De facto, _'corno_' é uma alternativa possível e comum também no calão de Portugal, mas cá não tem forma feminina (como '_boi manso_', outro sinónimo possível mas muito menos frequente, também não tem).


----------



## gato radioso

Carfer said:


> Exacto.



Mas vocês não chamam "_bode_" ao marido traido pela mulher, não é?
Quero decir: a palavra "_bode_" em portugués não tem qualquer connotação insultante, além do simples nome dum animal?


----------



## Carfer

gato radioso said:


> Mas vocês não chamam "_bode_" ao marido traido pela mulher, não é?
> Quero decir: a palavra "_bode_" em portugués não tem qualquer connotação insultante, além do simples nome dum animal?



Não, não chamamos. Contudo, '_bode_' pode ser usado como insulto, sim, geralmente no sentido de devasso (_'velho bode_'). Não é comum, mas pode ter uma conotação injuriosa, como, aliás, outros animais podem ter e frequentemente têm ('_vaca', 'víbora', 'cabra', 'ovelha ronhosa', 'sapo', 'boi'_. etc.)


----------



## gato radioso

Carfer said:


> Não, não chamamos. Contudo, '_bode_' pode ser usado como insulto, sim, geralmente no sentido de devasso (_'velho bode_'). Não é comum, mas pode ter uma conotação injuriosa, como, aliás, outros animais podem ter e frequentemente têm ('_vaca', 'víbora', 'cabra', 'ovelha ronhosa', 'sapo', 'boi'_. etc.)



Velho bode = Viejo verde?


----------



## Carfer

gato radioso said:


> Velho bode = Viejo verde?



Isso.


----------



## Ari RT

No exactamente. Entiendo "viejo verde" como el tipo ya maduro que se interesa por niñitas de edad como para que fuesen sus hijas. Un "bode velho" sería más bien un sátiro, alguien (masculino) con apetito sexual excesivo, siempre buscando cubrir las "cabras" del rebaño que le pasen cerca.


----------



## gato radioso

Ari RT said:


> No exactamente. Entiendo "viejo verde" como el tipo ya maduro que se interesa por niñitas de edad como para que fuesen sus hijas. Un "bode velho" sería más bien un sátiro, alguien (masculino) con apetito sexual excesivo, siempre buscando cubrir las "cabras" del rebaño que le pasen cerca.

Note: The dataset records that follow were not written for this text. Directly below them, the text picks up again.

PR #89059, opened 2021-09-18
[WIP] cstore: Add a new caching layer for data decoded from resolver

petrochenkov:
Implement something to address https://rust-lang.zulipchat.com/#narrow/stream/131828-t-compiler/topic/.22Querifying.22.20early.20cstore.20accesses/near/253737343

One obvious further optimization would be to use some kind of arena to avoid cloning heavy decoded data like vectors.

### DIFF
--- a/compiler/rustc_metadata/src/rmeta/decoder.rs
+++ b/compiler/rustc_metadata/src/rmeta/decoder.rs
@@ -28,7 +28,7 @@ use rustc_middle::mir::interpret::{AllocDecodingSession, AllocDecodingState};
 use rustc_middle::mir::{self, Body, Promoted};
 use rustc_middle::thir;
 use rustc_middle::ty::codec::TyDecoder;
-use rustc_middle::ty::{self, Ty, TyCtxt, Visibility};
+use rustc_middle::ty::{self, TcxArena, Ty, TyCtxt, Visibility};
 use rustc_serialize::{opaque, Decodable, Decoder};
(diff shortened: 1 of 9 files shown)


compiler/rustc_metadata/src/rmeta/decoder.rs
```diff
@@ -714,23 +728,29 @@ impl<'a, 'tcx> CrateMetadataRef<'a> {
...
+        *self.def_kinds.borrow_mut().entry(item_id).or_insert_with(|| {
+            self.root.tables.def_kind.get(self, item_id).map(|k| k.decode(self)).unwrap_or_else(
+                || {
+                    bug!(
+                        "CrateMetadata::def_kind({:?}): id not found, in crate {:?} with number {}",
+                        item_id,
+                        self.root.name,
+                        self.cnum,
+                    )
+                },
```
bjorn3, line 740: `DefKind` is very cheap to decode I think. https://github.com/rust-lang/rust/blob/c7dbe7a830100c70d59994fd940bf75bb6e39b39/compiler/rustc_hir/src/def.rs#L55-L119

petrochenkov:
I'm not going to pursue this general mechanism anymore, given the results.
All the useful parts were extracted to https://github.com/rust-lang/rust/pull/92156, https://github.com/rust-lang/rust/pull/92159 and https://github.com/rust-lang/rust/pull/92161.

PR #53693, opened 2018-08-25
Support an explicit annotation for marker traits

scottmcm:
From the tracking issue for rust-lang/rfcs#1268:
> It seems obvious that we should make a `#[marker]` annotation. ~ https://github.com/rust-lang/rust/issues/29864#issuecomment-368959441

This PR allows you to put `#[marker]` on a trait, at which point:
- [x] The trait must not have any items ~~All of the trait's items must have defaults~~
- [x] Any impl of the trait must be empty (not override any items)
- [x] But impls of the trait are allowed to overlap

r? @nikomatsakis

PR #89061, opened 2021-09-18
Allow marker traits as additional traits on trait objects.

beepster4096:
Currently, only auto traits are allowed to be extra traits on trait objects because they are guaranteed to have no functions. However, there is another type of trait that has this property: marker traits. It seems like an oversight that this is not allowed.

This PR fixes this.

Work left to do:
- [x]  See if this change is enough to make it work
- [x]  Change error message

### DIFF
--- a/compiler/rustc_typeck/src/astconv/mod.rs
+++ b/compiler/rustc_typeck/src/astconv/mod.rs
@@ -1297,12 +1297,15 @@ impl<'o, 'tcx> dyn AstConv<'tcx> + 'o {
             }
         }
 
-        // Expand trait aliases recursively and check that only one regular (non-auto) trait
+        // Expand trait aliases recursively and check that only one regular (non-auto or marker) trait
         // is used and no 'maybe' bounds are used.
         let expanded_traits =
             traits::expand_trait_aliases(tcx, bounds.trait_bounds.iter().map(|&(a, b, _)| (a, b)));
-        let (mut auto_traits, regular_traits): (Vec<_>, Vec<_>) =
-            expanded_traits.partition(|i| tcx.trait_is_auto(i.trait_ref().def_id()));
+        let (mut auto_traits, regular_traits): (Vec<_>, Vec<_>) = expanded_traits.partition(|i| {
+            let trait_def = tcx.trait_def(i.trait_ref().def_id());
+
+            trait_def.has_auto_impl || trait_def.is_marker
+        });
         if regular_traits.len() > 1 {
             let first_trait = &regular_traits[0];
             let additional_trait = &regular_traits[1];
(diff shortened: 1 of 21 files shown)


DrMeepster:
Tests are passing, so this is ready for review

oli-obk:
@bors r+

Makes sense to me and impl looks good.

jackh726:
Is this something we want to feature gate? Maybe not because marker traits are unstable anyways...

DrMeepster:
Technically, a crate could use this without feature flags by depending on a crate with a marker trait in it. I doubt this will cause problems however.

Mark-Simulacrum:
I think at least we should cc @rust-lang/lang for awareness. I was going to suggest noting this on the tracking issue for marker traits, but that doesn't seem to exist -- I guess the other thing would be the tracking issue for "multi trait trait objects"? I think @nikomatsakis you were working with someone on that, maybe in wg-traits context?

Mark-Simulacrum:
@bors r-

Can we squash the commits here, please? I was going to do it for you, but it looks like that may be disabled on your fork/this PR?

nikomatsakis:
I agree with cc'ing lang on this =)

cramertj:
What does `is_marker` currently mean here? Is it only specifically tagged traits, or is it all traits that have no methods? I remember discussing similar proposals before, and at the time I was concerned that "marker trait" wasn't a clear pre-existing user-visible term. I also am worried about the idea of making it a breaking change to add a single defaulted method to a trait that previously had no methods.

scottmcm:
Assuming this is based on https://doc.rust-lang.org/nightly/unstable-book/language-features/marker-trait-attr.html (not just the trait being empty) then it seems plausible to me.  The big question I'd have is around marker traits with supertraits -- it might need to be "`#[marker]` traits where all their supertraits are also `#[marker]`" or something.

DrMeepster:
That's a good point I didn't consider. This code doesn't check super traits because auto traits cannot have any.

nikomatsakis:
> What does is_marker currently mean here? 

I believe @cramertj that marker traits currently require a `#[marker]` annotation (@scottmcm made this change in https://github.com/rust-lang/rust/pull/53693).

nikomatsakis:
I'm comfortable overall with this change, but I'm a bit nervous about exposing the word "marker trait" to end users in diagnostics.

JohnCSimon:
> I'm comfortable overall with this change, but I'm a bit nervous about exposing the word "marker trait" to end users in diagnostics.

ping from triage: 
@DrMeepster can you address this comment?
Please adjust the label with `@rustbot ready` when you're ready for another review

JohnCSimon:
ping again from triage:
@DrMeepster 
Please adjust the label with @rustbot ready when you're ready for another review

JohnCSimon:
ping again from triage:
@DrMeepster can you address this comment?

DrMeepster:
Can't seem to figure out how to do this right, and not interested in spending any more time trying.

PR #89068, opened 2021-09-18
Restructure std::rt (part 2)

bjorn3:
A couple more cleanups on top of https://github.com/rust-lang/rust/pull/89011

Blocked on #89011


JohnCSimon:
Triage: 
@bjorn3 returning to author and removing blocked tag because #89011 is merged

joshtriplett:
Would putting `#[inline(always)]` on `Handler::null` generate the same code?

PR #89069, opened 2021-09-18
Use <[T; N]>::map in Sharded instead of SmallVec and unsafe code

bjorn3:
This results in a lot less assembly

### DIFF
--- a/compiler/rustc_data_structures/src/sharded.rs
+++ b/compiler/rustc_data_structures/src/sharded.rs
@@ -1,6 +1,5 @@
 use crate::fx::{FxHashMap, FxHasher};
 use crate::sync::{Lock, LockGuard};
-use smallvec::SmallVec;
 use std::borrow::Borrow;
 use std::collections::hash_map::RawEntryMut;
 use std::hash::{Hash, Hasher};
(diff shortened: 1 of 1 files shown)


Mark-Simulacrum:
Probably doesn't matter too much for perf - I don't think we frequently initialize Sharded - but r=me, seems like a good improvement if perf is good.

bjorn3:
A couple of regressions, mostly improvements.

Mark-Simulacrum:
Looking at a cachegrind diff locally, the regression seems to be caused by noise rather than something genuine -- I'm seeing a bump in the number of instructions used for PartialEq ConstKind not equals, which seems pretty unrelated to this change, and some LLVM functions. Ultimately doesn't seem like this is something we can address and the change does bring a win on both how simple the code is and bootstrap compilation time.

@bors r+

pnkfelix:

The report from when this PR was [first timed](https://perf.rust-lang.org/compare.html?start=6cdd42f9f8dd4e5e5ba0aa816bc4c99ab8b102f9&end=d7e5e4ab57e3fa2aca41f679c8baab3581926670) looks pretty different from the report from [when it landed](https://perf.rust-lang.org/compare.html?start=db1fb85cff63ad5fffe435e17128f99f9e1d970c&end=3bb9eecf07630be796c587a4bba70c49ae6a1bae).

But either way, I'm inclined to apply @Mark-Simulacrum 's [analysis](https://github.com/rust-lang/rust/pull/89069#issuecomment-922955188) above.

PR #89072, opened 2021-09-18
Avoid a couple of Symbol::as_str calls in cg_llvm 

bjorn3:
This should improve performance a tiny bit. Also remove `Symbol::len` and make `SymbolIndex` private.


michaelwoerister (approved):
Thanks, @bjorn3! r=me once rebased.

PR #89219, opened 2021-09-24
Use get_unchecked in str::[r]split_once

nickkuk:
This PR removes indices checking in `str::split_once` and `str::rsplit_once` methods.

### DIFF
--- a/library/core/src/str/mod.rs
+++ b/library/core/src/str/mod.rs
@@ -1524,7 +1524,8 @@ impl str {
     #[inline]
     pub fn split_once<'a, P: Pattern<'a>>(&'a self, delimiter: P) -> Option<(&'a str, &'a str)> {
         let (start, end) = delimiter.into_searcher(self).next_match()?;
-        Some((&self[..start], &self[end..]))
+        // SAFETY: `Searcher` is known to return valid indices.
+        unsafe { Some((self.get_unchecked(..start), self.get_unchecked(end..))) }
     }
 
     /// Splits the string on the last occurrence of the specified delimiter and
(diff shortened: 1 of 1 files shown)


nagisa:
This seems reasonable to me. `Searcher` trait is `unsafe` to implement with this exact invariant for implementers.

Do you have any examples of the improvements achieved by this change?

nickkuk:
Yes, I noticed that current implementation adds panic handling, then I found the reason of this.

Godbolt comparison is [here](https://godbolt.org/z/W6Kd36fnj).

library/core/src/str/mod.rs
```diff
@@ -1524,7 +1524,8 @@ impl str {
     #[inline]
     pub fn split_once<'a, P: Pattern<'a>>(&'a self, delimiter: P) -> Option<(&'a str, &'a str)> {
         let (start, end) = delimiter.into_searcher(self).next_match()?;
-        Some((&self[..start], &self[end..]))
+        // SAFETY: `Searcher` is known to return valid indices.
+        unsafe { Some((self.get_unchecked(0..start), self.get_unchecked(end..self.len()))) }
```
Mark-Simulacrum, line 1528: Why the change to passing ranges bounded on both ends, instead of just `..start` and `end..`?

nickkuk: I looked through the `str/mod.rs` file and used this method with the same style: [1](https://github.com/rust-lang/rust/blob/0ba416580a547853189e82b4940b63afddda84ff/library/core/src/str/mod.rs#L573), [2](https://github.com/rust-lang/rust/blob/0ba416580a547853189e82b4940b63afddda84ff/library/core/src/str/mod.rs#L1983), [3](https://github.com/rust-lang/rust/blob/0ba416580a547853189e82b4940b63afddda84ff/library/core/src/str/mod.rs#L2090). So I'm not sure about this; possible solutions:
1. use ranges bounded on both ends everywhere;
2. use "minimal" ranges where possible on the whole file;
3. as you say, use not bounded ranges only in `split_once` and `rsplit_once`.

nickkuk:
I've removed redundant bounds in `str::split_once` and `str::rsplit_once` methods only.

PR #89221, opened 2021-09-24
Give better error for `macro_rules! name!`

aDotInTheVoid:
r? @estebank 

@rustbot modify labels: +A-diagnostics +A-parser

### DIFF
--- a/compiler/rustc_parse/src/parser/item.rs
+++ b/compiler/rustc_parse/src/parser/item.rs
@@ -1547,6 +1547,20 @@ impl<'a> Parser<'a> {
         self.expect(&token::Not)?; // `!`
 
         let ident = self.parse_ident()?;
+
+        if self.eat(&token::Not) {
+            // Handle macro_rules! foo!
+            let span = self.prev_token.span;
+            self.struct_span_err(span, "macro names aren't followed by a `!`")
+                .span_suggestion(
+                    span,
+                    "remove the `!`",
+                    "".to_owned(),
+                    Applicability::MachineApplicable,
+                )
+                .emit();
+        }
+
         let body = self.parse_mac_args()?;
         self.eat_semi_for_macro_if_needed(&body);
         self.complain_if_pub_macro(vis, true);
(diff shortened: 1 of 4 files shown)


compiler/rustc_parse/src/parser/item.rs
```diff
@@ -1547,6 +1547,20 @@ impl<'a> Parser<'a> {
         self.expect(&token::Not)?; // `!`
 
         let ident = self.parse_ident()?;
+
+        if self.eat(&token::Not) {
+            // Handle macro_rules! foo!
+            let span = self.prev_token.span;
+            self.struct_span_err(self.prev_token.span, "macro names arn't followed by a `!`")
```
estebank, line 1554:
```suggestion
            self.struct_span_err(span, "macro names aren't followed by a `!`")
```

compiler/rustc_parse/src/parser/item.rs
```diff
@@ -1547,6 +1547,20 @@ impl<'a> Parser<'a> {
...
+                .span_suggestion_verbose(
+                    span,
+                    "try removing this `!`",
```
estebank, line 1557:
```suggestion
                    "removing the `!`",
```

compiler/rustc_parse/src/parser/item.rs
```diff
@@ -1547,6 +1547,20 @@ impl<'a> Parser<'a> {
         self.expect(&token::Not)?; // `!`
 
         let ident = self.parse_ident()?;
+
+        if self.eat(&token::Not) {
+            // Handle macro_rules! foo!
+            let span = self.prev_token.span;
+            self.struct_span_err(self.prev_token.span, "macro names arn't followed by a `!`")
+                .span_suggestion_verbose(
```
estebank, line 1555: I think this one is ok to be inline: we're asking them to remove the whole thing in that is underlined, it should be fine.

```suggestion
                .span_suggestion(
```

estebank (approved):
You'll have to rebless after addressing the review comments, but after that r=me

Acho que ambos são capaces de ter razão.

O problema aqui é que "viejo verde" não passa de ser um registo coloquial e falado, o que faz dificil "fixar" oficialmente um significado estável (*), sendo um  termo relativamente frequente por volta dos anos 60 do passado século e que depois deveio pouco usado.

Que eu saiba, "viejo verde" inclui ambos conceitos: um homem idoso com gosto pela libertinagem ou devassidão e também um homem idoso que está sempre a interesar-se por raparigas novas, ainda que elas nem sequer dêem por ele, quem só fica ridículo.


(*) N.B. Outros exemplos:
*Carroza:* pessoa madura o que tem gostos/opinioes pouco actuales ou ainda reaccionárias. Este termo foi teve um êxito espectacular entre os mais novos em 1970/1980. Agora ninguém sabe o que é.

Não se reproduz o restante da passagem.